TL;DR: Encodec is a next-generation audio codec based on a complex neural network design, a system that can squeeze a lot of audio juice into minimal storage space. The codec would work for Metaverse experiences and optimizing mobile phone calls.

Thanks to its high efficiency and integrated support by iconic products like the everlasting Winamp player, the MP3 codec became the de-facto standard for sharing audio files on the internet during the Nineties and beyond. Now, a new codec wants to make history again by offering even more extreme gains in efficiency and bandwidth saving. The secret is an AI algorithm capable of "hypercompressing" audio streams.

Meta researchers conceptualized Encodec as a potential solution for supporting "current and future" high-quality experiences in the metaverse. The new technology is a neural network trained to "push the boundaries of what's possible" in audio compression for online applications. The system can achieve "an approximate 10x compression rate" compared to the MP3 standard.
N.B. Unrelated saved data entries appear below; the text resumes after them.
Issue #4918, opened 2025-06-27
[Docs] Document usage of MAX graph compilation cache with containers


orpheezt:
### Where is the problem?

DockerHub Images: https://hub.docker.com/u/modular & Some MAX docs

### What can we do better?

Document how to enable and persist the MAX graph compilation cache when using containers. This reduces compilation time and significantly improves startup latency—especially on serverless and ephemeral platforms where cold-start performance is critical.

orpheezt:
Add `-v ~/.cache/max_cache:/opt/venv/share/max/.max_cache` to Dockerhub image description and MAX documentation entries.

judyheflin:
Hey @orpheezt, thanks so much for calling this out and putting together a fix! We’re actually working on a different caching approach internally, so we’re going to hold off on merging this for now, as we'll soon have a slightly different workflow recommendation.

PR #4919, opened 2025-06-27
[DOCS] Document usage of MAX graph compilation cache with containers

orpheezt:
Related to #4918


orpheezt:

scottamain:
Thank you for point this out! As @judyheflin said on [the issue](https://github.com/modular/modular/issues/4918#issuecomment-3054194392), this behavior will change soon, so we’ll keep that ticket open but won’t be accepting this change. We’ll update the docs as appropriate to resolve that issue soon.

PR #4922, opened 2025-06-27
[stdlib] Adds hasher parameter to Dict

mzaks:
This PR concludes the transformation of the hashing strategy to data flow based hashing. With this PR users are able to provide a parameter to the Dict in order to customise the way a hash value is computed for the keys.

Meta trained the AI "end to end" to achieve a specific target size after compression. Encodec can squeeze a 64 Kbps MP3 data stream into 6 Kbps, which means it needs just 6,144 bytes (yes, bytes) to keep the same quality as the original. The researchers say the codec can compress 48 kHz stereo audio samples for speech --- an industry first.
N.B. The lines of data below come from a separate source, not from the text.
PR #4938, opened 2025-06-30
[CI] Disable tests that require network

keith:
The tests that we have that require network access are normally pulling
from huggingface. Internally we have some workarounds to try and make
that more stable, but since we're using ephemeral github runners
externally it's likely going to be too flaky to make it worth running.
These tests still run before running internally, and they can still be
run locally.

Signed-off-by: Keith Smiley <keithbsmiley@gmail.com>


keith:
!sync

Ahajha (approved):

PR #5544, opened 2025-11-06
[stdlib] Improve `MojoImporter` concurrency safety with file locking

YichengDWu:
#### Motivation

The existing `MojoImporter` implementation did not account for concurrent access from multiple processes. This created several critical race conditions:
1.  **Thundering Herd:** Multiple processes could simultaneously detect a missing cache file and all trigger redundant, resource-intensive compilations.
2.  **Corrupt Cache Reads:** A process could attempt to load a `.so` file while another process was still in the middle of writing it, leading to `ImportError` or segmentation faults.
3.  **Filesystem Inconsistencies:** The implementation was not robust against transient delays common in network or containerized filesystems.

This PR refactors the importer to address these issues systematically, making it suitable for production use in parallel environments.

#### Solution Implemented

A multi-layered defense strategy has been implemented to ensure correctness and robustness:

1.  **Mutual Exclusion via `filelock`:** A per-module lock file (`.lock`) is used to serialize compilation attempts. This enforces a "one writer at a time" policy. A double-checked locking pattern is used for performance, avoiding lock acquisition when the cache is already valid.

2.  **Atomic Cache Updates via `os.replace`:** The "compile-to-temp-and-rename" pattern has been adopted.
    *   Compilation output is directed to a unique temporary file (named with PID and UUID).
    *   Upon successful compilation, `os.replace()` is used to atomically move the temporary file to its final cache path. This guarantees that any process looking for the cache file will see either the old version or the fully complete new version, never a partial file.

3.  **Resilience and Graceful Degradation:**
    *   **Lock Timeouts:** If a process fails to acquire a lock within the timeout, it doesn't immediately fail. It waits briefly and re-checks, allowing it to "piggyback" on a slow compilation completed by another process.
    *   **Filesystem Latency:** A small retry loop with a delay has been added before the final module loading step. This mitigates race conditions caused by metadata propagation delays on filesystems like NFS.
    *   **Tolerant Cleanup:** Deletion of stale cache files is now wrapped in a `try...except` block to prevent failures if an old library is still loaded or locked by another process.

### DIFF
--- a/mojo/python/mojo/importer.py
+++ b/mojo/python/mojo/importer.py
@@ -16,9 +16,13 @@ import logging
 import os
 import subprocess
 import sys
+import time
 from collections.abc import Sequence
 from importlib.util import spec_from_file_location
 from pathlib import Path
+from uuid import uuid4
+
+from filelock import FileLock, Timeout
 
 from .paths import MojoCompilationError, MojoModulePath, find_mojo_module_in_dir
 from .run import subprocess_run_mojo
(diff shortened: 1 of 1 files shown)


owenhilyard:
I like the atomic file swap option to avoid corruption, since that should be fairly reliable. 

However, I'm not a huge fan of the locking since that means that lock breaking will be necessary in some circumstances, such as crashes, and it makes it harder to do parallel cross-compiles in CI and might lead to brittle/stalled CI if you have crashing compiles. In this case, I don't think the reduction in compute usage is worth the extra complexity for automated build systems.

YichengDWu:
> I like the atomic file swap option to avoid corruption, since that should be fairly reliable.
> 
> However, I'm not a huge fan of the locking since that means that lock breaking will be necessary in some circumstances, such as crashes, and it makes it harder to do parallel cross-compiles in CI and might lead to brittle/stalled CI if you have crashing compiles. In this case, I don't think the reduction in compute usage is worth the extra complexity for automated build systems.

That's a very strong point, thank you for the detailed feedback. I completely agree that the risk of stale locks and added complexity outweighs the benefit of avoiding re-compiles, especially in automated CI environments. The robustness of the build system should indeed be the top priority.

I'll continue in another PR to remove the file locking mechanism entirely, while keeping the atomic file swap logic to prevent cache corruption. This approach will accept the trade-off of potential redundant compilations in favor of a simpler and more resilient implementation.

The AI-based approach can "compress and decompress audio in real-time to state-of-the-art size reductions," with potentially incredible results, as seen in the sample shared on Meta's AI blog. Classic codecs like MP3, Opus, or EVS decompose the signal between different frequencies and encode as efficiently as possible leveraging psychoacoustics (the study of human sound perception). Encodec's methods are based on a complex design comprising three parts: the encoder, the quantizer, and the decoder.

The encoder takes uncompressed data and turns it into a higher dimensional and lower frame rate representation. The quantizer compresses this stream to the target size while retaining the most vital information to rebuild the original signal. Finally, the decoder turns the compressed signal into a waveform that is "as similar as possible to the original."
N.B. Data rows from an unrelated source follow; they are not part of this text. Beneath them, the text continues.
PR #5553, opened 2025-11-08
[SDK] Add entrypoint mode to notebook magic for Python object returns

msaelices:
- Enables returning any Python object (SVG, DataFrames, etc.) from Mojo cells
- Uses mojo.importer for dynamic compilation and Python integration
- Maintains backward compatibility
- Provides better visualization support in Jupyter notebooks

Example of cell:

```mojo
%%mojo draw
from python import Python, PythonObject

fn draw() raises -> PythonObject:
    Digraph = Python.import_module("graphviz").Digraph

    g = Digraph()
    g.node('A')
    g.node('B')
    g.node('C')
    
    return g
```

It's useful for e.g. explaining Mojo code using graphs, as you can see here: https://github.com/msaelices/mojo-unnet/blob/main/notebooks/grad.ipynb


msaelices:
I'm not sure this is the ideal approach, so for now I only did the minimum required to make it work. My main goal was simply to be able to plot SVGs directly in notebooks.

With some guidance, I could implement it properly, in the right way.

msaelices:
Sorry, the following PR is doing the same thing but has a non wanted changed file there. I cannot close (permissions) it but I don't want to confuse people. Please close the following PR: https://github.com/modular/modular/pull/5552

JoeLoser:
> Sorry, the following PR is doing the same thing but has a non wanted changed file there. I cannot close (permissions) it but I don't want to confuse people. Please close the following PR: #5552

Oops, sorry about that: I thought closing it was an accident at first so I had reopened it. Thanks for clarifying: I just closed #5552.

bethebunny:
My general sense is

1) this is very cool! love the demo, great work :D
2) this is probably too specialized for the main mojo hooks

This would be really great for you to publish as a community package. I think to make sense in the base image it would want to be really general, for instance allowing a `%%mojo` cell to behave like a normal python cell, and if the result of the final expression is a PythonObject then displaying it with `display`.

msaelices:
> My general sense is
> 
> 1. this is very cool! love the demo, great work :D
> 2. this is probably too specialized for the main mojo hooks
> 
> This would be really great for you to publish as a community package. I think to make sense in the base image it would want to be really general, for instance allowing a `%%mojo` cell to behave like a normal python cell, and if the result of the final expression is a PythonObject then displaying it with `display`.

Sure, I wanted to do it general but I was not sure if I should get rid of the `subprocess` approach. 

The issue I find is how we can know if a chunk of text (the code in the cell) is going to return an object or not?

If we have this example:
```
%%mojo
print("hello world")
```
We cannot embed this code inside this "template":
```
fn entrypoint() -> PythonObject:
    print("hello world")  # code injected from the cell
```
The above code is not going to compile, as it expect a return sentence.

Any ideas on how I can get this to be general?

ehsanmok:
This is nice but agree it's too specialized and would be suitable for a library not general mojo extension.

JoeLoser:
Given the feedback from @bethebunny and @ehsanmok, I'm closing to close this PR to help clean up the pull request review queue.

Encodec's machine learning model identifies audio changes that are imperceptible to humans, using discriminators to improve the perceived quality of the generated sounds. Meta described this process as a "cat-and-mouse game," with the discriminator differentiating between the original and reconstructed samples. The final result is superior audio compression in low-bitrate speech (1.5 kbps to 12 kbps).

Encodec can encode and decode audio data in real-time on a single CPU core, Meta said, and it still offers many areas of improvement for even smaller file sizes. Beyond supporting next-gen Metaverse experiences on today's internet connections, the new model could potentially guarantee higher-quality phone calls in areas where mobile coverage is anything but optimal.